Бабушка жила вдалеке от Лондона и лондонских предместий, и все семь лет, что я провел с ней, в её доме, под её неусыпным взглядом, были наполнены сонным благолепием английской деревни, спокойным и неспешным течением жизни. Я стал учиться живописи, и все, кто видел мои картины, говорили, что у меня недурно получается обращаться с кистью, и завязь моего таланта должна однажды превратиться в чудесный бутон мастерства.
Когда мне исполнилось семнадцать лет, бабушка отправила меня назад к отцу.

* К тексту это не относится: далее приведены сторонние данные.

PR #1552, opened 2026-02-05
Add typical periods agg method; add inter-typical-period storage math

### LINKED ISSUE #1288: Implement Kotzur method for representative days
### Theory

Kotzur et al. (2018)

https://arxiv.org/pdf/1710.07593

### Other Implementations

- Calliope: https://calliope.readthedocs.io/en/stable/user/advanced_features.html#time-resolution-adjustment

- eTraGo in older PyPSA version: https://github.com/openego/eTraGo/blob/bc3447c2c9b2df77bbf3c66168ed67846eca38c7/etrago/tools/constraints.py#L2420-L3473

- FINE: https://vsa-fine.readthedocs.io/en/master/mathematicalDocumentation/storageDoc.html

### Motivation

While hourly consecutive modelling has become the norm in many energy system models, several types of problems may make it necessary to reduce the time dimension. One key example is capacity expansion with multiple investment periods (with piecewise linearised endogenous technological learning). See Zeyen et al. (2023): https://www.nature.com/articles/s41467-023-39397-2

### Tips

Implement simplification in Appendix B. https://github.com/PyPSA/PyPSA/issues/36#issuecomment-704752151

brynpickering:
WIP

This feature touches a lot of places in the code and I am wary of continuing too far down this road before there's been some eyes on it. Namely, there are new attrs attached to the network object and the need to store results in `dynamic` attr stores when they don't reference `snapshot` (they are dynamic, but over different dimensions; more below).

Closes #1288.

## TODO
- Docs and changelog
- integration tests to check optimised results for constraint validity (with and without cyclic storage activated). ~From a brief review, I think there is one constraint incorrectly defined that is overconstraining the problem somehow.~ EDIT: I'm happy with the math now.
- Add typical day weighting to statistics
- Consider adding statistic for a reconstructed full timeseries (namely to visualise the storage reservoir flow after combining all the auxiliary variables used in the math).
- Decide on naming. 
  - I went with `typical_periods` as it is less verbose than `representative_periods` and I used `period` not `day` as you can feasibly define typical `weeks` as well (by clustering to 7 days). `clusters` might be neater but that could cause confusion with the `clustering` module.
  - This is slightly contradicted by my use of `day` as one of the new dimensions. Ideally it would be `period` in this naming convention, but that's already taken.
- ~Add consistency check to stop attempts at clustering when the snapshot weightings don't align for the chosen number of days (e.g. if choosing 7 days, the snapshot weighting profile must be identical across all 7-day blocks in the timeseries).~ TSAM catches this anyway, so I've just passed its error onto the user.
- Consider whether to have the option of a much simpler storage constraint instead of the inter-typical-period constraint. This constraint would set the start and end state of charge within each typical period to equal a fixed value so that you retain consistency across all time periods. As you can imagine, this might work for short-term storage, which tends to cycle on the order of days, but would heavily misrepresent seasonal storage.
- Handle cases of temporal clustering when the network has been optimised. This adds _loads_ of timeseries dfs to the clustering algorithm which effectively kills it. Anything that is a result needs to be excluded (haven't found a way yet to collect these df names).

- Add `typical_periods` method to the temporal clustering module which creates a non-contiguous timeseries of typical periods that represent the full timeseries. Typical periods are always blocks starting from the first day of the year. That is, a typical week will always be a week starting from the same day of the week as the first day of the year.
- Add two new attrs to the `Network` object:
  -  `typical_periods` gives the typical period to which each final snapshot belongs
  - `typical_period_map` gives the typical period to which each period in the original timeseries belongs (e.g. which typical week does each 7-day block belong).
- Add new dimensions (`day`, `typical_period`), decision variables, and constraints to the optimisation problem to track storage levels between periods of the original timeseries. This is a work-around for the non-contiguous nature of the snapshots with this time agg method, developed by [Kotzur et al](https://arxiv.org/pdf/1710.07593).

  
## Checklist

### DIFF
--- a/pypsa/network/io.py
+++ b/pypsa/network/io.py
@@ -163,6 +163,12 @@ class _Exporter(_ImpExper):
         """Save investment periods data."""
 
     @abstractmethod
+    def save_typical_periods(
+        self, typical_periods: pd.Series, typical_period_map: pd.Series
+    ) -> None:
+        """Save typical periods data."""
+
+    @abstractmethod
     def save_scenarios(self, scenarios: pd.DataFrame) -> None:
         """Save scenarios data."""
 
@@ -263,14 +269,21 @@ class _ImporterCSV(_Importer):
             fn, index_col=0, encoding=self.encoding, quotechar=self.quotechar
         )
 
-    def get_typical_periods(self) -> pd.Series:
+    def get_typical_periods(self) -> tuple[pd.Series, pd.Series]:
         """Get typical periods data."""
         fn = self.path.joinpath("typical_periods.csv")
         if not fn.is_file():
-            return None
-        return pd.read_csv(
+            return None, None
+        typical_periods = pd.read_csv(
             fn, index_col=0, encoding=self.encoding, quotechar=self.quotechar
         )
+        fn = self.path.joinpath("typical_period_map.csv")
+        if not fn.is_file():
+            return typical_periods, None
+        typical_period_map = pd.read_csv(
+            fn, index_col=0, encoding=self.encoding, quotechar=self.quotechar
+        )
+        return typical_periods.squeeze(), typical_period_map.squeeze()
 
     def get_static(self, list_name: str) -> pd.DataFrame:
         """Get static components data."""
@@ -360,6 +373,18 @@ class _ExporterCSV(_Exporter):
         fn = self.path.joinpath("investment_periods.csv")
         with fn.open("w"):
             investment_periods.to_csv(
+                fn, encoding=self.encoding, quotechar=self.quotechar
+            )
+
+    def save_typical_periods(
+        self, typical_periods: pd.Series, typical_period_map: pd.Series
+    ) -> None:
+        fn = self.path.joinpath("typical_periods.csv")
+        with fn.open("w"):
+            typical_periods.to_csv(fn, encoding=self.encoding, quotechar=self.quotechar)
+        fn = self.path.joinpath("typical_period_map.csv")
+        with fn.open("w"):
+            typical_period_map.to_csv(
                 fn, encoding=self.encoding, quotechar=self.quotechar
             )
 
@@ -524,16 +549,20 @@ class _ImporterExcel(_Importer):
         else:
             return df
 
-    def get_typical_periods(self) -> pd.Series:
+    def get_typical_periods(self) -> tuple[pd.Series, pd.Series]:
         """Get typical periods data."""
         try:
-            df = self.sheets["typical_periods"]
-            df = df.set_index(df.columns[0])
-            df.index = df.index.astype(int)
+            typical_periods = self.sheets["typical_periods"]
+            typical_periods = typical_periods.set_index(typical_periods.columns[0])
+
+            typical_period_map = self.sheets["typical_period_map"]
+            typical_period_map = typical_period_map.set_index(
+                typical_period_map.columns[0]
+            )
         except (ValueError, KeyError):
-            return None
+            return None, None
         else:
-            return df
+            return typical_periods, typical_period_map
 
     def get_static(self, list_name: str) -> pd.DataFrame:
         """Get static components data."""
@@ -648,6 +677,12 @@ class _ExporterExcel(_Exporter):
         """Save investment periods data."""
         investment_periods.to_excel(self.writer, sheet_name="investment_periods")
 
+    def save_typical_periods(
+        self, typical_periods: pd.Series, typical_period_map: pd.Series
+    ) -> None:
+        typical_periods.to_excel(self.writer, sheet_name="typical_periods")
+        typical_period_map.to_excel(self.writer, sheet_name="typical_period_map")
+
     def save_scenarios(self, scenarios: pd.DataFrame) -> None:
         """Save scenarios data."""
         msg = "Stochastic networks are not supported in the Excel exporter. Use netcdf instead."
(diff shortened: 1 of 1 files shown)


brynpickering:
An interesting feature of pypsa compared to the original implementation is that `Store` components can have a time-dependent `e_min_pu` / `e_max_pu`. It took me a while to work out the most reasonable way to implement this change. It involves accounting for the reduced reservoir availability in `Store_e_intra_period_<lower/upper>`. For the upper bound I believe it should be `- (1 - e_max_pu) * e_nom`. For the lower bound, `+ e_min_pu * e_nom`.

И спустя два дня, как я покинул её дом, ее не стало на этом свете.
Утратив еще одну из двух самых близких женщин в своей жизни, я и сам был совершенно потерян. Краски окружающего мира поблекли для меня, и я забросил живопись. Переселившись в дом моего раннего детства, я остался в огромном особняке, в котором испокон веку жили потомки моего рода, наедине с отцом, несколькими слугами и смутными воспоминаниями детства.
Сумрачный день второго мая, когда я снова переступил порог отчего дома, был ознаменован сильной грозой. Весь день облака собирались в темные большие стаи и неслись по небу, гонимые ветром. Треск и грохот грома,яркие вспышки молний и исполинские капли дождя, рванувшие с небес на землю, встретили меня.
За несколько минут под этим дождем я промок и поспешил скрыться в доме. И первое, что я видел, едва я переступив порог и очутившись в самой большой зале нашего дома, который я не видел почти десять лет, был он. Потрет.
Он был огромен, огромен настолько, что потрясал воображение.  Занимая почти пол-стены английского особняка, он застыл на молочно-белом фоне бордово-черным пятном с алыми вкраплениями, которые напоминали бусины крови, рассыпавшиеся из раскрытых вен.
Я застыл, словно тело мое моментально замерзло. Мне действительно было холодно от промокшей в ливневом дожде верхней одежде, и старая служанка помогла мне её снять. Но оторопь, ледяной рукой взявшая меня, возникла под впечатлением от этого полотна. Тогда я впервые задумался от том, кто на нем изображен и почему в действительности портрет всегда, - всегда! - висел в нашем доме.
Это был портрет женщины.
Мои же детские воспоминания о потрете эту деталь мне не передавали. Строго говоря, красивой она не была — у неё были острые черты удлиненного лица, восточные глаза, темные и глубокие, как бездна, высокие скулы и темные волосы, длинной раскатистой волной пролившиеся от ровного пробора посредине головы на плечи и далее — на колени сидящей фигуры. Тело её было заковано в красное старинное платье с узким корсетом и темными кружевами и затейливыми узорами на пышных юбках, верх платья открывал ее изящные плечи, блиставшие утонченной белизной.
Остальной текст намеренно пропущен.